Maybe a Tojiro with a custom handle. That could be popular; as long as you don’t guild the lily. My 2 cents....


----------



## Moooza (Nov 17, 2020)

As a lefty, it's hard to find a dual bevelled bread knife. My only real option is the Windmühlenmesser.

A Martell dual bevel would be seriously considered ;-)


----------



## Bodine (Nov 17, 2020)

It seems like you may be leaning towards making one. Why not do so and see how you like the process, and how much demand there is for one. I would consider buying one just because it would become a collectors item due to lack of demand.


----------



## Luftmensch (Nov 18, 2020)

Dave Martell said:


> If I was going to make them I would basically serrate a suji. That'd be a 300mm Martell style suji patterned no-flex serrated bread knife. Does that sound attractive to you?
> 
> Would my custom maker price point kill it?



Up until a year ago, I had very little use for a bread knife. Our bakery would slice our bread. I imagine that has become the norm? Supermarket bread is also sold pre-sliced. Those breads arent particularly crusty. _If_ I needed to slice some bread I would just use the nearest gyuto...

Last year I started making sourdough. After several loafs it became clear a bread knife was a must! Fresh bread with a thick and hard crust is too punishing on kitchen knives. Perhaps you could target the home baker and knife connoisseur?

I might be interested in:

>300mm (more length for a nice cutting stroke)
Rigid spine
Either stainless or _maybe_ a stain resistant carbon
Good wear resistance and toughness - for crusty bread and contact with a cheap cutting board.
Bread knives are quite damaging to surfaces so I have a dedicated (and now scratched up) cheap cutting board for bread.
Not actually sure what hardness is a good target... but I would happily trade off hardness for toughness. Carbide size doesnt really matter as much either!

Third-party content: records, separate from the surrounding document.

PR #17525, opened 2023-08-03
Disable qemu/kvm specific test for SLE Micro RT

waynechen55:
* **SLE Micro RT** has no kvm support, so disable relevant tests, otherwise it will fail like [this](https://openqa.suse.de/tests/11713080#step/qemu/4).

* **Please** refer to [SLE Micro 5.5 Test Plan](https://confluence.suse.com/display/qasle/Master+Test+Plan+for+SLE+Micro+5.5)

*  **Verification runs:**
    * [Loaded slem_installation_virt on x86_64 DVD](http://10.163.28.134/tests/1927)
    * [Loaded slem_installation_virt on aarch64 DVD](http://10.163.28.134/tests/1931)
    * [Loaded slem_installation_virt on s390x DVD](http://10.163.28.134/tests/1932)
    * [Loaded slem_virtualization on x86_64 Default](http://10.163.28.134/tests/1933)
    * [Loaded slem_virtualization on aarch64 Default](http://10.163.28.134/tests/1934)
    * [Loaded slem_virtualizaiton on s390x Default](http://10.163.28.134/tests/1935)
    * [Loaded slem_virtualization on x86_64 Default-RT](http://10.163.28.134/tests/1926)
    OR
    * [Loaded slem_installation_virt on x86_64 DVD](http://10.67.18.153/tests/1927)
    * [Loaded slem_installation_virt on aarch64 DVD](http://10.67.18.153/tests/1931)
    * [Loaded slem_installation_virt on s390x DVD](http://10.67.18.153/tests/1932)
    * [Loaded slem_virtualization on x86_64 Default](http://10.67.18.153/tests/1933)
    * [Loaded slem_virtualization on aarch64 Default](http://10.67.18.153/tests/1934)
    * [Loaded slem_virtualizaiton on s390x Default](http://10.67.18.153/tests/1935)
    * [Loaded slem_virtualization on x86_64 Default-RT](http://10.67.18.153/tests/1926)

### DIFF
--- a/lib/main_micro_alp.pm
+++ b/lib/main_micro_alp.pm
@@ -204,8 +204,8 @@ sub load_network_tests {
 sub load_qemu_tests {
     loadtest 'microos/rebuild_initrd' if is_s390x;
     loadtest 'qemu/info';
-    loadtest 'qemu/qemu';
-    loadtest 'qemu/kvm' unless is_aarch64;
+    loadtest 'qemu/qemu' unless is_rt;
+    loadtest 'qemu/kvm' unless (is_aarch64 or is_rt);
     # qemu-linux-user package not available in SLEM
     loadtest 'qemu/user' unless (is_sle_micro || is_leap_micro);
 }


lib/main_micro_alp.pm
```diff
@@ -204,8 +204,8 @@ sub load_network_tests {
 sub load_qemu_tests {
     loadtest 'microos/rebuild_initrd' if is_s390x;
     loadtest 'qemu/info';
-    loadtest 'qemu/qemu';
-    loadtest 'qemu/kvm' unless is_aarch64;
+    loadtest 'qemu/qemu' unless is_rt;
+    loadtest 'qemu/kvm' unless (is_aarch64 or is_rt);
```
jlausuch, line 208: why not in aarch64? It seems to work fine.

jlausuch (changes requested):
Just to confirm, kvm is not supported on RT image. But it is in arm image...

lib/main_micro_alp.pm
waynechen55: I did not do anything to arm.  ```unless is aarch64``` already there.

waynechen55: It comes from here this file: schedule/sle-micro/virt.yaml

waynechen55: I double checked corresponding test in SLE Micro 5.4, there is no kvm test for aarch64 either, please refer to https://openqa.suse.de/tests/10855751

waynechen55: According to susedoc, it seems nested kvm is only supported with intel or amd cpu, please refer to https://susedoc.github.io/doc-sle/main/single-html/SLES-virtualization/#sec-vt-installation-nested-vms. There is no relevant description about how to enable this with aarch64.

mloviska: I think that nested virtualization is not supported on our arm workers that we have. This might have change by now though. Regarding RT, well the pattern is not preinstalled by default. I do not remember if it should work or not or if we should support it. In that case, it does not make much sense to run that test suite against the image.

mloviska: Generally, I would say running VMs on top of RT kernel does not seem to me like a valid user case. Or at least it is very peculiar IMHO

jlausuch: > Generally, I would say running VMs on top of RT kernel does not seem to me like a valid user case. Or at least it is very peculiar IMHO

Yes,I confirmed this. RT is not supporting virtualization.

jlausuch: > I did not do anything to arm. `unless is aarch64` already there. But aarch64 does not support nested kvm might be the reason, so there is no need to test kvm in qemu vm ? The possible reason does not originate from me, I just try my best to recall something that had ever crossed my brain.

ok, sorry, I miss-read it. Yes, it's ok then.

jlausuch (approved):

lib/main_micro_alp.pm
waynechen55: @mloviska Anything else ? Or can be merged ?

alice-suse: @jlausuch  Hi Jose, with clarification that RT is not supporting virtualization, JFYI, we will remove such test on RT in virtualization job group -- https://openqa.suse.de/tests/11768423.

alice-suse: BTW, it seems to me this PR can be merged. Will do it if no further reply before EOB today.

Slightly curved design so it is easy to cut the bread right down to the cutting board (dead-straight bread knives suck)
Double bevelled (I am ambidextrous)

Here's the kicker though... I like handmade but there is a sweet spot somewhere between looking machine made and looking sloppy. Aesthetically, the teeth are a focal point of a bread knife. From an aesthetic point of view I would want this done well. A nice and even pattern to it. But time is money... this would be difficult for a craftsman to do quickly. So it would likely price me out of the knife... or make it uneconomic for a craftsman. Take Watanabe's Samurai bread knives as an example - *I* am not fan of the teeth... but others may be.


----------



## bkultra (Nov 29, 2020)

To small of a market IMO... There are two or three standards in this category (Mac/Tojiro& Güde). I would look into offering a customization option for one of the above (especially the Güde).


----------



## coxhaus (Nov 29, 2020)

I like handles to kind of match in my kitchen knives. I only buy Henckels and Wusthof classic knives as their handles are close in a knife block. I would not like an Asian knife handle with a German knife handle so you might get some customers to match their knives.


----------



## Ericfg (Nov 29, 2020)

Isn't a chef's/gyuto knife, a paring and a bread knife the recommended first three knife purchases? If so I'd think that would sell. Dave, what profiles are your biggest sellers? Are the basic profiles popular or do you sell more of the specialty-type knives?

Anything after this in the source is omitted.